Menolak Minum Tuak, Berakhir Menjadi Perundungan Anak
Agama | 2025-07-02 15:56:55
Kasus perundungan (bullying) terus merebak, pelakunya pun makin muda dan tindakannya makin brutal. Baru-baru ini viral sebuah rekaman di media sosial, seorang anak yang berlumuran darah di kepalanya usai ditendang hingga terbentur batu, lalu diceburkan ke dalam sebuah sumur di Kampung Sadang Sukaasih, Desa Bumiwangi, Kecamatan Ciparay, Kabupaten Bandung.
Kapolsek Ciparay, Iptu Ilmansyah mengungkapkan kejadian perundungan itu terjadi pada Mei 2025. Kejadian bermula saat korban bersama dua orang temannya dan seorang pria dewasa lainnya, berkumpul di Kampung Sadangasih, kemudian korban dipaksa oleh kedua temannya dan satu orang dewasa tersebut, untuk menenggak tuak tetapi korban menolak, namun tetap dipaksa untuk meminumnya setengah gelas. Setelah dipaksa minum tuak, korban kemudian dipaksa kembali untuk merokok, korban pun terpaksa mengisap rokok tersebut. Korban pun kemudian berencana untuk pulang, namun oleh salah seorang temannya, korban malah ditendang yang berakibat mengenai bata hingga mengenai kepala korban. Sehingga menyebabkan bagian kepala korban mengeluarkan darah setelah itu korban ditarik lalu diceburkan ke dalam sumur dengan kedalaman kurang lebih 3 meter. Saat kejadian, ada beberapa anak lainnya yang juga melihat kejadian tersebut. Beberapa anak, katanya merekam kejadian aksi perundungan tersebut.
Kapolsek menuturkan, setelah mendapat informasi adanya aksi perundungan tersebut, polisi langsung mendatangi lokasi kejadian. Polisi lalu mengamankan dan memeriksa para pelaku yang diketahui berjumlah tiga orang. (CNN, 26-06-2025)
Sangat mengerikan mendengar bagaimana pelaku tanpa rasa iba merundung korban yang saat itu sudah berdarah-darah. Kasus perundungan ini bukanlah kasus baru, begitu banyak kasus perudungan anak yang terjadi di negri ini bahkan tidak tuntas kepada solusi. Bukan tidak ada atau tidak mencari solusinya, tapi sudah berbagai upaya dilakukan untuk mencegah kasus perundungan anak namun kasus perudungan tetap saja marak. Dari mulai upaya pembentukan satgas di sekolah, pembentukan sekolah ramah anak, sampai penerbitan aturan Permendikbud Antikekerasan di sekolah. Akan tetapi, berbagai upayat tadi dianggap belum efektif.
Jika kita cermati, semua upaya tersebut tidak membuahkan hasil, bahkan semakin merajalela, baik di lingkungan dalam sekolah maupun di luar sekolah. Tidak dipungkiri pula, berulangnya kasus perundungan ini menyimpan tanya, mengapa sangat sulit untuk memcegahnya? Jika sejak awal saja generasi muda ini sudah memiliki kepribadian buruk, bagaimana nasib bangsa ini pada masa depan nantinya?

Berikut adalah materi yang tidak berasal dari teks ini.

PR #2601, opened 2025-07-12
Implement Exponential Backoff for Incidents (#2366)

### LINKED ISSUE #2366: Implement exponential backoff for incidents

Kasus perundungan adalah salah satu dampak dari sistem kehidupan sekuler yang makin menjauhkan generasi dari hakikat penciptaan manusia, yakni menjadi hamba Allah Taala yang taat dan terikat syariat. Banyak faktor lain yang menjadi pengaruh maraknya kasus perundungan, diantaranya: Pertama, kebijakan negara, yakni kurikulum pendidikan yang berdiri di atas nilai-nilai sekuler. Tak ayal, banyaknya sekolah baik yang berbasis Islam atau umum dengan sistem yang dinilai baik, tetapi nyatanya belum cukup mampu menangkal dan mencegah terjadinya perundungan. Faktanya, perundungan bisa terjadi di sekolah mana saja. Inilah konsekuensi ketika negara menerapkan kurikulum dan sistem pendidikan berbasis akidah sekularisme. Sekolah sebagai institusi pendidikan, alih-alih mampu mencetak peserta didik yang berkualitas, dengan kurikulum sekuler kapitalisme yang diterapkan yang tidak memperhatikan aspek spiritual atau agama—justru melahirkan remaja yang banyak masalah. Terbukti dengan perilaku generasi kita yang makin ke sini, semakin jauh dari karakter umat terbaik. Perundungan, kekerasan seksual, narkoba, perzinaan, tawuran, bunuh diri, pembunuhan, dan sebagainya, berputar-putar mengintai generasi kita.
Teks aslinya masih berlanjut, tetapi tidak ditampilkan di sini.